(Collection entries)
━━━━

PR #857, opened 2022-11-23
Allow to Disable Moving Feature in NxTransferListHalf - RSC-1254

cindyko226:
https://issues.sonatype.org/browse/RSC-1254

### DIFF
--- a/gallery/src/components/NxTransferListHalf/NxTransferListHalfDisableTransferExample.tsx
+++ b/gallery/src/components/NxTransferListHalf/NxTransferListHalfDisableTransferExample.tsx
@@ -23,6 +23,6 @@ export default function NxTransferListHalfDisableTransferExample() {
   return <NxTransferListHalf label="Example Items"
                              filterValue={filter}
                              onFilterChange={setFilter}
-                             items={Items}
-                             footerContent={`${Items.length} items`} />;
+                             items={items}
+                             footerContent={`${items.length} items`} />;
 }
--- a/gallery/src/components/NxTransferListHalf/NxTransferListHalfDisableTransferExample.tsx
+++ b/gallery/src/components/NxTransferListHalf/NxTransferListHalfDisableTransferExample.tsx
@@ -9,7 +9,7 @@ import { DataItem, NxFontAwesomeIcon, NxTransferListHalf } from '@sonatype/react
 import { map, range, prepend } from 'ramda';
 import { faArrowsAltH } from '@fortawesome/free-solid-svg-icons';
 
-const Items: DataItem<number>[] = prepend(
+const items: DataItem<number>[] = prepend(
     {
       id: 0,
       displayName: <><NxFontAwesomeIcon icon={faArrowsAltH} /><span>Loooooooooooooooooooooooooong Name</span></>
--- a/gallery/src/components/NxTransferListHalf/NxTransferListHalfDisableTransferExample.tsx
+++ b/gallery/src/components/NxTransferListHalf/NxTransferListHalfDisableTransferExample.tsx
@@ -24,6 +24,5 @@ export default function NxTransferListHalfDisableTransferExample() {
                              filterValue={filter}
                              onFilterChange={setFilter}
                              items={Items}
-                             isSelected={true}
                              footerContent={`${Items.length} items`} />;
 }
--- a/gallery/src/components/NxTransferListHalf/NxTransferListHalfDisableTransferExample.tsx
+++ b/gallery/src/components/NxTransferListHalf/NxTransferListHalfDisableTransferExample.tsx
@@ -23,8 +23,6 @@ export default function NxTransferListHalfDisableTransferExample() {
   return <NxTransferListHalf label="Example Items"
                              filterValue={filter}
                              onFilterChange={setFilter}
-                             showMoveAll={false}
-                             onMoveAll={() => {}}
                              items={Items}
                              isSelected={true}
                              footerContent={`${Items.length} items`} />;
--- a/gallery/src/components/NxTransferListHalf/NxTransferListHalfDisableTransferExample.tsx
+++ b/gallery/src/components/NxTransferListHalf/NxTransferListHalfDisableTransferExample.tsx
@@ -23,11 +23,9 @@ export default function NxTransferListHalfDisableTransferExample() {
   return <NxTransferListHalf label="Example Items"
                              filterValue={filter}
                              onFilterChange={setFilter}
-                             disableItemMove={true}
                              showMoveAll={false}
                              onMoveAll={() => {}}
                              items={Items}
                              isSelected={true}
-                             onItemChange={() => {}}
                              footerContent={`${Items.length} items`} />;
 }
--- a/gallery/src/components/NxTransferListHalf/NxTransferListHalfDisableTransferExample.tsx
+++ b/gallery/src/components/NxTransferListHalf/NxTransferListHalfDisableTransferExample.tsx
@@ -1,0 +1,33 @@
+/*
+ * Copyright (c) 2019-present Sonatype, Inc.
+ * This program and the accompanying materials are made available under
+ * the terms of the Eclipse Public License 2.0 which accompanies this
+ * distribution and is available at https://www.eclipse.org/legal/epl-2.0/.
+ */
+import React, { useState } from 'react';
+import { DataItem, NxFontAwesomeIcon, NxTransferListHalf } from '@sonatype/react-shared-components';
+import { map, range, prepend } from 'ramda';
+import { faArrowsAltH } from '@fortawesome/free-solid-svg-icons';
+
+const Items: DataItem<number>[] = prepend(
+    {
+      id: 0,
+      displayName: <><NxFontAwesomeIcon icon={faArrowsAltH} /><span>Loooooooooooooooooooooooooong Name</span></>
+    },
+    map<number, DataItem<number>>(i => ({ id: i, displayName: `Item ${i}` }), range(1, 101))
+);
+
+export default function NxTransferListHalfDisableTransferExample() {
+  const [filter, setFilter] = useState('');
+
+  return <NxTransferListHalf label="Example Items"
+                             filterValue={filter}
+                             onFilterChange={setFilter}
+                             disableItemMove={true}
+                             showMoveAll={false}
+                             onMoveAll={() => {}}
+                             items={Items}
+                             isSelected={true}
+                             onItemChange={() => {}}
+                             footerContent={`${Items.length} items`} />;
+}
--- a/gallery/src/components/NxTransferListHalf/NxTransferListHalfPage.tsx
+++ b/gallery/src/components/NxTransferListHalf/NxTransferListHalfPage.tsx
@@ -13,6 +13,8 @@ import NxTransferListHalfExample from './NxTransferListHalfExample';
 import NxTransferListHalfCustomTooltipExample from './NxTransferListHalfCustomTooltipExample';
 import NxTransferListHalfOrderingExample from './NxTransferListHalfOrderingExample';
 import NxTransferListHalfDisableTransferExample from './NxTransferListHalfDisableTransferExample';
+import NxTransferListHalfOrderingWithDisableTransferExample
+  from './NxTransferListHalfOrderingWithDisableTransferExample';
 
 import '../NxTooltip/NxTooltipExample.scss';
 
@@ -20,7 +22,9 @@ const nxTransferListHalfExample = require('./NxTransferListHalfExample?raw'),
     nxTransferListHalfCustomTooltipExample = require('./NxTransferListHalfCustomTooltipExample?raw'),
     nxTransferListHalfOrderingExample = require('./NxTransferListHalfOrderingExample?raw'),
     tooltipScss = require('../NxTooltip/NxTooltipExample.scss?raw'),
-    nxTransferListHalfDisableTransferExample = require('./NxTransferListHalfDisableTransferExample?raw');
+    nxTransferListHalfDisableTransferExample = require('./NxTransferListHalfDisableTransferExample?raw'),
+    nxTransferListHalfOrderingWithDisableTransferExample =
+      require('./NxTransferListHalfOrderingWithDisableTransferExample?raw');
 
 const tooltipExampleCode = [nxTransferListHalfCustomTooltipExample, { language: 'scss', content: tooltipScss }];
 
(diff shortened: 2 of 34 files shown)


EmilyBermudez88:
I think it's a good idea to add an example of the new disabledItemMove prop in the gallery

gallery/src/components/NxTransferListHalf/NxTransferListHalfPage.tsx
```diff
@@ -108,6 +108,15 @@ const NxTransferListPage = () =>
                 the <NxCode>isSelected</NxCode> prop) and the id of the item.
               </NxTable.Cell>
             </NxTable.Row>
+            <NxTable.Row>
+              <NxTable.Cell><NxCode>disableItemMove</NxCode></NxTable.Cell>
+              <NxTable.Cell>boolean</NxTable.Cell>
+              <NxTable.Cell>No</NxTable.Cell>
+              <NxTable.Cell></NxTable.Cell>
+              <NxTable.Cell>
+                Set to true to disable moving item feature and hide the move icon on each item.
```
EmilyBermudez88, line 117: Maybe something like : 'When true it disable’s the ability to transfer or remove items by hiding the item’s icon.'

rpokorny:
Rather than introducing a new prop, would it make sense to just make `onItemChange` optional, and to not show the icons when it is not set?

cindyko226:
> I think it's a good idea to add an example of the new disabledItemMove prop in the gallery

Sure. Added here 
914f60cb038492809ddb496129f90f9b0036bca8
aaf191ce1d866ecba96aa6ffa3c95f93c7bb490e

cindyko226:
> Rather than introducing a new prop, would it make sense to just make `onItemChange` optional, and to not show the icons when it is not set?

Yes, it makes sense to me since the `onItemChange` prop is not necessary when disabling the transfer feature. 
Updated here aaf191ce1d866ecba96aa6ffa3c95f93c7bb490e, thanks.

gallery/src/components/NxTransferListHalf/NxTransferListHalfDisableTransferExample.tsx
```diff
@@ -0,0 +1,31 @@
...
+);
+
+export default function NxTransferListHalfDisableTransferExample() {
+  const [filter, setFilter] = useState('');
+
+  return <NxTransferListHalf label="Example Items"
+                             filterValue={filter}
+                             onFilterChange={setFilter}
+                             showMoveAll={false}
+                             onMoveAll={() => {}}
```
rpokorny, line 27: It seems a little goofy that `showMoveAll` and `onMoveAll` need to be provided in this case.  For that matter, it seems a little goofy that `onMoveAll` needs to be provided any time `showMoveAll` is false.  IMO those two props should also be made optional and excluded from this example.

rpokorny:
The items still have hover and click styles when moving is disabled, even though clicking them doesn't do anything.  Should those styles be disabled?

rpokorny:
Needs a visual test.  Also I think the original use case was to have reordering but not removal.  So we should have an example (and visual test) for that too.

gallery/src/components/NxTransferListHalf/NxTransferListHalfDisableTransferExample.tsx
cindyko226: Updated here 8a6881fef17ec3292383fa277f21d76019b90b93.
Further on this, since there won't be selected/unselected items in this case, should `isSelected` prop be optional as well?

rpokorny: > Further on this, since there won't be selected/unselected items in this case, should isSelected prop be optional as well?

Sure

cindyko226: Updated here 8b6823bcb2af5335fecb102363cf56f47854aed8

cindyko226:
> The items still have hover and click styles when moving is disabled, even though clicking them doesn't do anything. Should those styles be disabled?

Checked with design @JasonDSwearingen, in this case the item should not be clickable or have interaction states while tooltip still shows on hover when display name is truncated.
Updated sketch mockups: https://www.sketch.com/s/2393264e-1233-4909-99c8-a7dda02588cd/a/m1095Gz

Those styles should be disabled, updated here 9370018954ef06e3f5b78538ed371cab13bea0e5

gallery/src/components/NxTransferListHalf/NxTransferListHalfDisableTransferExample.tsx
```diff
@@ -0,0 +1,28 @@
...
+ * This program and the accompanying materials are made available under
+ * the terms of the Eclipse Public License 2.0 which accompanies this
+ * distribution and is available at https://www.eclipse.org/legal/epl-2.0/.
+ */
+import React, { useState } from 'react';
+import { DataItem, NxFontAwesomeIcon, NxTransferListHalf } from '@sonatype/react-shared-components';
+import { map, range, prepend } from 'ramda';
+import { faArrowsAltH } from '@fortawesome/free-solid-svg-icons';
+
+const Items: DataItem<number>[] = prepend(
```
rpokorny, line 12: There's no reason this should start uppercase

```suggestion
const items: DataItem<number>[] = prepend(
```

gallery/src/components/NxTransferListHalf/NxTransferListHalfPage.tsx
```diff
@@ -69,16 +71,19 @@ const NxTransferListPage = () =>
             <NxTable.Row>
               <NxTable.Cell><NxCode>showMoveAll</NxCode></NxTable.Cell>
               <NxTable.Cell>boolean</NxTable.Cell>
-              <NxTable.Cell>Yes</NxTable.Cell>
+              <NxTable.Cell>No</NxTable.Cell>
               <NxTable.Cell></NxTable.Cell>
```
rpokorny, line 75: Optional props need to have their default value specified when applicable

lib/src/components/NxTransferListHalf/NxTransferListHalf.tsx
```diff
@@ -40,14 +40,17 @@ function _TransferListItem<T extends string | number = string>(props: TransferLi
...
+    onChangeProp?.(evt.currentTarget.checked, id);
   }
 
   const classes = classnames(
       'nx-transfer-list__item',
       {
         'nx-transfer-list__item--with-reordering': !!showReorderingButtons
       },
+      {
+        'nx-transfer-list__moving--disabled': !onChangeProp
```
rpokorny, line 52: This isn't correct BEM.  I'd call it `nx-transfer-list__item--moving-disabled`.  Or put a `.nx-transfer-list__half--moving-disabled` class on the `.nx-transfer-list__half`

lib/src/components/NxTransferListHalf/__tests__/NxTransferListHalf.test.tsx
```diff
@@ -171,9 +168,23 @@ describe('NxTransferListHalf', function() {
...
+    expect(select.find(NxFontAwesomeIcon)).not.toExist();
+    expect(select.find('input.nx-transfer-list__checkbox')).not.toExist();
+  });
+
   it('sets the item checked prop to isSelected', function() {
-    const withSelected = getMounted({ items: [{ id: 1, displayName: 'foo' }], isSelected: true }),
-        withoutSelected = getMounted({ items: [{ id: 1, displayName: 'foo' }] });
+    const onItemChange = jest.fn(),
+        withSelected = getMounted({ items: [{ id: 1, displayName: 'foo' }], isSelected: true, onItemChange }),
+        withoutSelected = getMounted({ items: [{ id: 1, displayName: 'foo' }], onItemChange });
```
rpokorny, line 187: Should test `isSelected = false` as well

lib/src/components/NxTransferListHalf/NxTransferListHalf.tsx
rpokorny: > This isn't correct BEM. I'd call it nx-transfer-list__item--moving-disabled. Or put a .nx-transfer-list__half--moving-disabled class on the .nx-transfer-list__half

Better yet make a class for the opposite case: a `.nx-transfer-list__item--movable` or something.  Writing the CSS for that should be easier

gallery/src/components/NxTransferListHalf/NxTransferListHalfPage.tsx
cindyko226: Updated here 9cf90c48d024ff1921bec3ca8088ae74e46aa821

lib/src/components/NxTransferListHalf/NxTransferListHalf.tsx
cindyko226: Ah I miss the item.
Thanks for the suggestions, updated here 6f2d800213933eb20a58d91c8b7f579d8ef176b8.

lib/src/components/NxTransferListHalf/__tests__/NxTransferListHalf.test.tsx
cindyko226: Updated here 4dc735f5e5008c35a9245561f423c697ce343183.

cindyko226:
> Needs a visual test. 

Added here 
d658e734d93d6adc1165298a9550120c4eaa62ed
a73bfb86162ef154bfc35f817c42ee5a6e804235.

> Also I think the original use case was to have reordering but not removal. So we should have an example (and visual test) for that too.

Added here 
8802b01b53ca01d321a4347d69d1d2755b8003fc
This is the combination of disable transfer and ordering example, not sure if it is necessary to also have the visual tests for interaction states on each item and move up/down buttons, let me know your opinions, thanks.

lib/src/components/NxTransferListHalf/NxTransferListHalf.tsx
```diff
@@ -148,7 +148,7 @@ export default function NxTransferListHalf<T extends string | number = string>(p
             <span>{isSelected ? 'Remove' : 'Transfer'} All</span>
           </button>
         }
-        <div className="nx-transfer-list__item-list">
+        <div className="nx-transfer-list__item-list" tabIndex={onItemChange || allowReordering ? undefined : 0}>
```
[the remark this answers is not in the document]
rpokorny: > Add the tabIndex here to meet the a11y requirement that scrollable region must have keyboard access

Great.  I think that's worth adding a code comment

gallery/src/components/NxTransferListHalf/NxTransferListHalfPage.tsx
```diff
@@ -90,8 +99,8 @@ const NxTransferListPage = () =>
             <NxTable.Row>
               <NxTable.Cell><NxCode>isSelected</NxCode></NxTable.Cell>
               <NxTable.Cell>boolean</NxTable.Cell>
-              <NxTable.Cell>Yes</NxTable.Cell>
-              <NxTable.Cell></NxTable.Cell>
+              <NxTable.Cell>No</NxTable.Cell>
+              <NxTable.Cell>false</NxTable.Cell>
```
rpokorny, line 103: IMO we should actually make this default to true.  In cases where you have just a single `NxTransferListHalf`, it would presumably be holding things that are selected.

lib/src/components/NxTransferListHalf/NxTransferListHalf.scss
```diff
@@ -104,22 +104,29 @@ $-visible-item-count: 10;
 
   border-radius: var(--nx-border-radius);
   border: var(--nx-border-default);
-  cursor: pointer;
   flex: auto;
   padding: var(--nx-spacing-2x);
+  padding-left: var(--nx-spacing-4x);
```
rpokorny, line 109: Why is this 4x? Shouldn't it be 2x whether the icon is there or not?

rpokorny: > Why is this 4x? Shouldn't it be 2x whether the icon is there or not?

I see that this does match the mockup.  However I recall a discussion with the designers where I believe they confirmed the spacing would be the same with and without the icon.  So unless you've doubled checked this with them already, I'm wondering if it's a mistake in the mockup.

gallery/visualtests/nxTransferListHalf.js
```diff
@@ -111,5 +116,21 @@ describe('NxTransferListHalf', function() {
...
   });
 
+  describe('disable transfer', function() {
+    it('looks right', simpleTest(disableTransferListSelector));
+    it('does not put a dark border on hovered items',
+        hoverTest(disableTransferListSelector, secondDisableTransferItemSelector));
+    it('does not put a blue border and glow on focused items',
+        focusTest(disableTransferListSelector, secondDisableTransferItemSelector));
+    it('does not put a blue border and blue glow on focused+hovered items',
+        focusAndHoverTest(disableTransferListSelector, secondDisableTransferItemSelector));
```
rpokorny, line 126: Given that the user can't actually focus the items I don't think these two tests are necessary

lib/src/components/NxTransferListHalf/NxTransferListHalf.tsx
```diff
@@ -40,14 +40,17 @@ function _TransferListItem<T extends string | number = string>(props: TransferLi
...
 
   const classes = classnames(
       'nx-transfer-list__item',
       {
         'nx-transfer-list__item--with-reordering': !!showReorderingButtons
       },
+      {
+        'nx-transfer-list__item--movable': !!onChangeProp
+      }
   );
```
rpokorny, line 54:
```suggestion
  const classes = classnames('nx-transfer-list__item', {
    'nx-transfer-list__item--with-reordering': !!showReorderingButtons
    'nx-transfer-list__item--movable': !!onChangeProp
  });
```

lib/src/components/NxTransferListHalf/NxTransferListHalf.tsx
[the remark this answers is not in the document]
cindyko226: Updated here. 0211efb136eb72fcc99e81fdd4fd32ad193237cd

lib/src/components/NxTransferListHalf/NxTransferListHalf.scss
cindyko226: I confirmed with designs @JasonDSwearingen, the padding would be 4x when rendered without the icon.

JasonDSwearingen (approved):

lib/src/components/NxTransferListHalf/NxTransferListHalf.tsx
```diff
@@ -106,7 +108,7 @@ export default function NxTransferListHalf<T extends string | number = string>(p
         onFilterChange,
         showMoveAll,
         onMoveAll,
-        isSelected,
+        isSelected = true,
```
rpokorny, line 111: Because we also allow null on optional props, this syntax is unfortunately not usually useful for us - it only catches `undefined`.  You should add unit tests for when `isSelected` is `null`, and you'll see that they don't pass.

cindyko226: Thanks for catching it, updated here 15fa580e13a126a1104f8bf8e856d24e4e1ed3df.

━━━━

▸ Activity
Find the string "since" in the entries above and return each line that holds it.

▸ Output below
Yes, it makes sense to me since the `onItemChange` prop is not necessary when disabling the transfer feature. 
Further on this, since there won't be selected/unselected items in this case, should `isSelected` prop be optional as well?
rpokorny: > Further on this, since there won't be selected/unselected items in this case, should isSelected prop be optional as well?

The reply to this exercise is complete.